Investors may still be tempted by the discounts, some of which are substantial. IA Clarington, one of the pioneers of the guaranteed target-date products, currently has its Target Click 2020 series valued at a 20.62% discount to the guaranteed NAV, and its Target Click 2025 series is short by almost 29.17%.

The question advisors have to ask is whether the guaranteed total return is worth the years of fees?

In the case of the Target Click funds, there is the ability to get back equity returns, notes Eric Frape, IA Clarington’s senior vice president of product and business development. The Target Click Funds have not suffered a protection event because they do not use the constant proportion portfolio insurance (CPPI) method to determine asset allocation.

Instead, IA Clarington uses an older method of guaranteeing principal by investing the necessary amount of money in a strip bond. It then disperses the rest of the portfolio’s allocation to cash and equity future contracts on market indices. The futures contracts ramps up the funds equity exposure at a ratio of 3:1.

Frape notes the CPPI structure does tend to perform better in stable market conditions, because it doesn’t have to allocate so much of the portfolio to the guarantee portion.

“Where the CPPI structure does not work as well if you have a volatile market like the one we’re in,” he says. “The market volatility forces the fund to take assets out of the equities and put them in fixed income component.”

For CPPI-based target date funds, there is virtually no chance that sponsors are going to increase equity exposure of the protected funds — it’s a possibility for longer time horizons, but the shorter target-date allocations are all but locked in.

BMO, which designated protection status for its BMO LifeStage Plus 2015 Fund in early October, said it will not change the asset mix again. It will, however, be lowering the management fee by up to 105 basis points.

“We are unable to rebalance back to a more aggressive mix. These funds are lifecycle funds that move from equity to fixed income (more conservative over time), and we do not make market timing calls by adding back to our equity component,” says Mark Stewart, senior manager of product development and management at BMO Mutual Funds.

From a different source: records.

Issue #4834, opened 2015-01-03
Make Find UI position lockable


mdeck:
The Find UI is a bar across the bottom of the editor.  I also have a linter which places a bar across the bottom.  Depending on what line the cursor is on, the linter output will contain 0+ lines, so the linter bar height varies depending on the line.

When I search for a term, I click the 'Find' button.  The cursor moves to the next found instance, and the linter height changes, moving the 'Find' button away from my mouse cursor.  In effect, I have to look down at the mouse cursor and point it at the 'Find' button every time I want to find the next instance of the search term.  

It is common to browse code looking for instances of a search term, and this seems like a simple fix to make usable.  An option to affix the Find bar at the very bottom would do the trick.

lee-dohm:
There is API support for choosing what order panels stack in:

https://atom.io/docs/api/latest/Workspace#instance-addBottomPanel

This can either be fixed by the Find UI giving itself a lower priority, if we think it should always be at the bottom. Or it can be fixed by the linter UI giving itself a higher priority, to ensure that it is always on top relative to the Find UI. Personally, I think updating linter is the right choice since it is variable in size and would cause the same problems with any other panel that decides to place itself at the bottom.

I think the documentation should be updated to reflect this advice though too no matter how this is fixed.

lee-dohm:
Looks like I forgot to close this. Closing now since the outstanding issues were addressed in the above PRs.

PR #4836, opened 2015-01-03
Add priority recommendation for variable-sized panels

lee-dohm:
Applies to #4834 

I figured this was a good piece of advice for package authors that create panel UI. I believe this is the best place to put this documentation. If it should go somewhere else, let me know.

/cc @benogle @maxbrunsfeld


maxbrunsfeld:
:+1:

PR #4858, opened 2015-01-06
:memo: Prevent confusion over project.contains

lee-dohm:
See https://discuss.atom.io/t/testing-for-the-existence-of-a-file/14079

Perhaps this is overkill, but I wanted to prevent future confusion regarding this function. Got some of the language from node-pathwatcher.


benogle:
Thanks man

PR #4877, opened 2015-01-07
:memo: Add section on apm unlink to debugging doc

lee-dohm:
@kevinsawicki mentioned that his first debugging step to check is `apm unlink -a`. I figured since I refer people to the debugging doc all the time, I should add this suggestion.

I put the section where I felt it should go, but I could definitely see that if this is more intended for end users than Atom package hackers, it should go futher down in the document.


kevinsawicki:
:sunglasses:

benogle:
:+1:

lee-dohm:
Thanks guys!

PR #4901, opened 2015-01-07
:memo: Fix URL references for LESS.

danfuzz:
There were two problems:
- In the URL lists, the reference was listed as `[less]`, but in the prose it was listed as `[LESS]`. I made it `[LESS]` in the URL lists, which seems to match the rest of the docs.
- In both cases in the prose, the reference `[LESS]` was followed by a prose parenthetical. Markdown treats these as literal URLs. Adding a quoting backslash before the open paren fixes this.

### DIFF
--- a/docs/creating-a-package.md
+++ b/docs/creating-a-package.md
@@ -123,8 +123,8 @@ like you.
 
 Style sheets for your package should be placed in the _stylesheets_ directory.
 Any style sheets in this directory will be loaded and attached to the DOM when
-your package is activated. Style sheets can be written as CSS or [LESS] \(but
-LESS is recommended).
+your package is activated. Style sheets can be written as CSS or [LESS], but
+LESS is recommended.
 
 Ideally, you won't need much in the way of styling. We've provided a standard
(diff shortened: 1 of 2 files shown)


docs/creating-a-package.md
```diff
@@ -123,7 +123,7 @@ like you.
 
 Style sheets for your package should be placed in the _stylesheets_ directory.
 Any style sheets in this directory will be loaded and attached to the DOM when
-your package is activated. Style sheets can be written as CSS or [LESS] (but
+your package is activated. Style sheets can be written as CSS or [LESS] \(but
```
kevinsawicki: maybe make this `, but LESS is...` and drop the parens completely from that?

Seems like a bold statement like the recommended language can stand on its own.

danfuzz: Just to be clear I was just aiming to fix the technical problem; I don't have an opinion one way or the other on what's actually said there.

I'll go ahead and make the suggested change.

kevinsawicki:
Great, thanks for fixing this.

danfuzz:
Glad to be of service!

PR #4911, opened 2015-01-08
:memo: Fix PackageManager::onDidLoadAll description

postcasio:
It invokes the callback when packages are loaded, not activated.


kevinsawicki:
Thanks!

PR #4930, opened 2015-01-08
Add color support to config schema

kevinsawicki:
This adds first-class support for colors in the config schema.

``` coffee
atom.config.set('my-package.aColor', 'khaki')
atom.config.get('my-package.aColor') # {red: 240, green: 230, blue: 140, alpha: 1}
atom.config.get('my-package.aColor').toHexString() # '#f0e68c'
atom.config.get('my-package.aColor').toRGBAString() # 'rgba(240, 230, 140, 1)'

atom.config.set('my-package.bColor', 'rgba(10,20, 30, .75)')
atom.config.get('my-package.bColor') # {red: 10, green: 20, blue: 30, alpha: .75}
```

This will be used to make themes adjustable by allowing colors to be changed in the settings view and those color changes will be reflected in Less variables in the loaded theme stylesheets.

### DIFF
--- a/spec/config-spec.coffee
+++ b/spec/config-spec.coffee
@@ -1291,7 +1291,7 @@ describe "Config", ->
         beforeEach ->
           schema =
             type: 'color'
-            default: true
+            default: 'white'
           atom.config.setSchema('foo.bar.aColor', schema)
 
         it 'coerces various types to a color object', ->
@@ -1305,6 +1305,13 @@ describe "Config", ->
           expect(atom.config.get('foo.bar.aColor')).toEqual {red: 1, green: 2, blue: 3, alpha: 1}
           atom.config.set('foo.bar.aColor', 'rgba(4,5,6,.7)')
           expect(atom.config.get('foo.bar.aColor')).toEqual {red: 4, green: 5, blue: 6, alpha: .7}
+
+        it 'reverts back to the default value when undefined is passed to set', ->
+          atom.config.set('foo.bar.aColor', 'rgb(255,255,255)')
+          expect(atom.config.get('foo.bar.aColor')).toEqual {red: 255, green: 255, blue: 255, alpha: 1}
+
+          atom.config.set('foo.bar.aColor', undefined)
+          expect(atom.config.get('foo.bar.aColor')).toEqual {red: 255, green: 255, blue: 255, alpha: 1}
 
       describe 'when the `enum` key is used', ->
         beforeEach ->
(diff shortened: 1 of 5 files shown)


spec/config-spec.coffee
```diff
@@ -1287,6 +1290,54 @@ describe "Config", ->
...
+      describe 'when the value has a "color" type', ->
+        beforeEach ->
+          schema =
+            type: 'color'
+            default: 'white'
+          atom.config.setSchema('foo.bar.aColor', schema)
+
+        it 'coerces various types to a color object', ->
+          atom.config.set('foo.bar.aColor', 'red')
+          expect(atom.config.get('foo.bar.aColor')).toEqual {red: 255, green: 0, blue: 0, alpha: 1}
```
benogle: I imagine the 99% case is that someone will want conversion to hex or rgba string. As a consumer of the api, it sucks that you need to manually create the string to actually use it.

Can provide an object that has a `toString` method? Is that a stick in the spokes for serialization. I think you could define a `toJSON` method on that object to get around any issues.

kevinsawicki: > I imagine the 99% case is that someone will want conversion to hex or rgba string

Yeah, I went back and forth about how much to put in this object initially.

I've update it to use a `Color` class with `toHexString` and `toRGBAString` methods on it.

benogle: Some tests for the toString methods?

benogle: Also :+1:

src/color.coffee
```diff
@@ -0,0 +1,46 @@
+_ = require 'underscore-plus'
+ParsedColor = require 'color'
+
+# Public: A simple Color class returned from `atom.config.get` when the value at
```
benogle: Essential? Extended? I suppose Essential.

kevinsawicki: Whoops, forgot that was the new jam, yeah, I could go either way, but Essential sounds good.

src/color.coffee
```diff
@@ -0,0 +1,88 @@
...
+
+    try
+      parsedColor = new ParsedColor(value)
+    catch error
+      return null
+
+    new Color(parsedColor.red(), parsedColor.green(), parsedColor.blue(), parsedColor.alpha())
+
+  constructor: (red, green, blue, alpha) ->
+    Object.defineProperties this,
```
kevinsawicki: This allows `JSON.stringify` to still work on `Color` objects while enforcing that color values are always valid.

kevinsawicki:
Any other feedback @benogle?

benogle:
:boat:

kevinsawicki:
This was held up for a bit because of some `CSON.stringify` issues discovered that were fixed in #4971

maxbrunsfeld:
:beers:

Historical data returns would suggest even for a 2020 target fund, an investor could probably beat out a 20% total return. Investors who do opt to take the guaranteed discount are betting we’ll be in a market of diminished returns for at least another decade.

Hallett says even the non-guaranteed target date products are more heavily weighted to fixed income than they probably need to be.

“If someone wants to take advantage of market potential, they should get direct exposure to it,” he says. “What happens with even the longer dated lifecycle funds is that they get more conservative over time. The market plunge has taken care of bringing down market weighting. I think its better not to venture into one of these types of structures if you really want to take advantage of these low prices and the return potential of being in the market for a long period of time. Even within five to seven years, these funds start to get quite bond heavy.”

The burgeoning fund category is certainly not suffering, though. In fact, it was one of the few categories with positive sales in last month’s mutual fund sales, according to the Investment Funds Institute of Canada. The guaranteed maturities are proving popular in a market of extreme uncertainty.

Hallett also notes that many of the funds are sold on a deferred sales charge schedule, and the guarantees are available only at maturity. The oldest products are still only about four years old. All of this means investors have little incentive to redeem these funds.

“You’re not going to see redemptions yet because they are a relatively new product class,” he says.